The BBC: as transparent as a dirty pond

The BBC won't tell us what's in the pond so let's take a closer look at that shopping trolley.

The BBC won’t tell us what’s in the pond so let’s take a closer look at that shopping trolley.

I’ve made quite a few attempts recently to get information out of the BBC. It has generally been a frustrating experience, which it shouldn’t be when you consider that the BBC are publicly funded and are therefore subject to the Freedom of Information Act 2000, and that one of the challenges set for them by the BBC Trust is to “set new standards of openness and transparency”. You might also think that after all the recent revelations of child abuse by BBC employees, not to mention deeply flawed journalist work on Newsnight, that they would be really keen to open their hearts and minds and answer questions from the public on any topic. But no.

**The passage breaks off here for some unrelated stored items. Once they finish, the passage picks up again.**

Issue #1722, opened 2015-05-09
Apply position to elements in /project


k88hudson:
Right now they aren't being transformed/scaled/rotated appropriately

k88hudson:
Dooone

PR #1723, opened 2015-05-09
[#1722] Add positioning to elements in /project view

k88hudson:


www_src/lib/propUtils.js
```diff
@@ -0,0 +1,18 @@
+var utils = {};
+
+utils.propsToPosition = function (props) {
```
thisandagain: :+1:

thisandagain:
One major issue I'm finding is that button elements in the project (map) view are still interactive. Taping them will take you to a 404. Otherwise, I think this is a good solution in place of having the thumbnails. R+ :smile:

Issue #1725, opened 2015-05-09
Alpha - Remove tinker mode button


thisandagain:
Remove tinker mode buttons from the alpha release. Restore once color components are functional.

PR #1730, opened 2015-05-09
Remove tinker mode button from color-group component. Resolves GH-1725

thisandagain:


www_src/components/color-group/color-group.jsx
```diff
@@ -38,11 +38,6 @@ var ColorGroup = React.createClass({
           <input className="sr-only" name="color" type="radio" value={color} checked={this.valueLink.value === color ? true : null} onChange={this.onChange} />
         </label>
       })}
-      <div className="tinker-container">
```
k88hudson: actually, what do you think about just hiding this instead? like with style display none or something. then we dont have to dig through the commit logs to reimplement

thisandagain: Sure. Not a problem.

PR #1734, opened 2015-05-09
Add ability to edit link text and refactor alert

k88hudson:


thisandagain:
That works! I like the alert refactor ... that makes more sense. R+

Issue #1824, opened 2015-05-12
Remove yellow adjacent page edges from the Page Editor view.


flukeout:
Since the edges currently don't represent what tiles are actually adjacent to the page being edited, and you can't navigate to other pages in this view yet, let's remove them altogether because they're confusing.

thisandagain:
:+1:

PR #1827, opened 2015-05-12
Hide adjacent pages from page view pending swipe implementation. 

thisandagain:
Resolves GH-1824


flukeout:
R+ The page edges are indeed hidden.

Issue #1815, opened 2015-05-11
Font Size attribute for Text Element seems pointless since I can pinch-scale


flukeout:
Since for now we're not using a 'bounding box' approach to text elements, there doesn't really seem to be a need for the Font Size setting.

xmatthewx:
Slider should at least reflect changes made with pinch transform. 

Until we're ready to implement bounding box, 
 - we can hide font-size setting
 - we should alignment

thisandagain:
Agreed that we should remove the font-size slider. Confirmed by quite a few test users today as well (via backchannel).

xmatthewx:
> we should aligment

Ack. We also should removed text alignment options

PR #1828, opened 2015-05-12
Remove font-size range control from text element editor.

thisandagain:
Resolves GH-1815


flukeout:
R+ Font Size control is gone.

Issue #1699, opened 2015-05-08
Better selected page state UI


k88hudson:
Can we get something more prominent than this? The shadow doesn't stand out enough when the grid is filled.

![image](https://cloud.githubusercontent.com/assets/1455535/7540738/eb45f9f8-f57d-11e4-8d34-510195dd67db.png)

xmatthewx:
In the comp we see shadow on 3 sides. In the build it's more transparent and only below the page. Pages also feel closer in the build by a few pixels, a bit crowded.

vazquez:
@flukeout @xmatthewx - What do you think of this?

![tile map view tile selected](https://cloud.githubusercontent.com/assets/1119821/7574272/1208d56e-f7fa-11e4-8160-389bcc230bda.png)

flukeout:
I like this treatment!
Is it worth mocking it up against a darker background to future-proof it?

vazquez:
Perfect, will do

vazquez:
@flukeout What do you think? I think we're still good :)

![screenshot 2015-05-11 16 36 02](https://cloud.githubusercontent.com/assets/1119821/7574521/eb552902-f7fb-11e4-8e33-8ce1d0a21780.png)

thisandagain:
WFM. Big improvement over existing selection indicator. :+1:

PR #1829, opened 2015-05-12
Update selected page style.

thisandagain:
Resolves GH-1699

### DIFF
--- a/www_src/pages/project/project.less
+++ b/www_src/pages/project/project.less
@@ -26,8 +26,10 @@
     position: absolute;
     left: 0;
     top: 0;
+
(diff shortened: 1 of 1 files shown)


flukeout:
@thisandagain Good to merge, but minor nitpick is that the selected page shrinks a bit when it receives the border. I think @vazquez intended for the page to stay the same size. If it's just a matter of the border rule making this happen, one idea is to add a transparent border to the non-selected tiles and then just changing the color.

thisandagain:
I tried that and it absolutely killed performance for some reason. I can investigate further in a follow-up ticket.

Issue #1822, opened 2015-05-11
Allow canceling out of the Add Element view by tapping somewhere away from the options.


flukeout:
I think some of our other UX (like selecting image source) will allow this behaviour, so we should let users cancel adding an element by either tapping the (X) icon on the bottom, or anywhere on the dark overlay.

thisandagain:
:+1: :+1: :+1:

PR #1830, opened 2015-05-12
Allow tapping overlay to dismiss add element mode.

thisandagain:
Resolves GH-1822


flukeout:
@thisandagain Works as expected. One thing that is a bit weird is that the back arrow in the header returns you to the Map view from the Add Element view. That might be a bit confusing, but I'll file a separate feedback issue.

thisandagain:
Good call. Mind adding that detail to the back button UX ticket? I'll try to hit that this sprint as well.

PR #1831, opened 2015-05-12
[WIP] seamless text input in editor view

Pomax:
do not merge

### DIFF
--- a/package.json
+++ b/package.json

The metaphor that came to mind to describe the BBC’s ‘transparency’ was ‘a dirty pond’. One so dirty that you cannot see what is happening in the water. Don’t worry, this isn’t leading to puns about the BBC being fishy. It does however lead to a strategy with which to challenge the opaque BBC. Just like a dirty pond, you can build up a picture about what goes on beneath the surface at the BBC by analysing what floats up to the surface. Or as the BBC prefer to call it, “their output”. This is not a new idea of course – people have been demonstrating how the BBC routinely omits news stories and other content that doesn’t support the establishment or the mainstream patriarchal view for some time. But it’s an idea I’m going to run with in future posts.

I’ll leave you with two examples of BBC opaqueness:

1. Anyone who has ever FOI’d the BBC will be painfully familiar with “Part VI of Schedule 1 to FOI Act” which “provides that information held by the BBC and the other public service broadcasters is only covered by the Act if it is held for ‘purposes other than those of journalism, art or literature’” The BBC loves this exemption and has spent the equivalent of thousands of license fees defending challenges to it in court… But while expensive lawyers can prove the legal argument, is it ethically defensible to use that exemption to avoid answering questions like this:

 How do you ensure that the “extensive network of correspondents around the globe and trusted press agencies” who “alert newsroom editors to news developments” are operating free from bias…?

Shouldn’t the BBC be keen to display the processes it has in place to make sure its output is bias free?

2. The BBC, unlike many other public sector organisations, spurns the “citizen journalist”. Approach their press office with a well-drafted, polite question, as a member of the public working on a CJ basis and they will ignore you. A certain irony in that I thought. Especially as many journalists fire ill thought out questions at public services as part of ‘story-gathering’ – questions they never use the answer to and which therefore waste public money in the asking.

Now, let’s have a good look at that shopping trolley.

5 comments

  1. chrisb

    An area I’d like to know more about is: how do they select the journalists who cover foreign countries? Are language skills crucial? How is knowledge of the local culture assessed? A few years ago, I remember the Paris correspondent (sorry, I can’t remember his name) being asked whether he spoke French fluently when he took the job. His reply was: “I do now.” Which of course suggests that he brushed up his French on the job. I also remember when some Leicester City footballers were accused (falsely) of rape in Spain. The BBC journalist couldn’t speak Spanish and was dependent on Spanish journalists telling her in English what was happening. We have one of the most diverse cultures in the world, with people who speak the language and know the culture of most countries in the world. However, when something occurs in India or China, almost always there is a white person, probably private school and Oxbridge, covering the event. Skin colour is of course notin itself the issue. The issue is that that person does not speak the local language and does not have any real knowledge of the country.

    When John Simpson was recently on BBC fivelive, he announced his ‘sneaking kind of liking’ for Saddam Hussein. I find it alarming that a senior BBC correspondent should find a mass murderer attractive and it possibly suggests that John misses having a tyranny to go with his own egomania.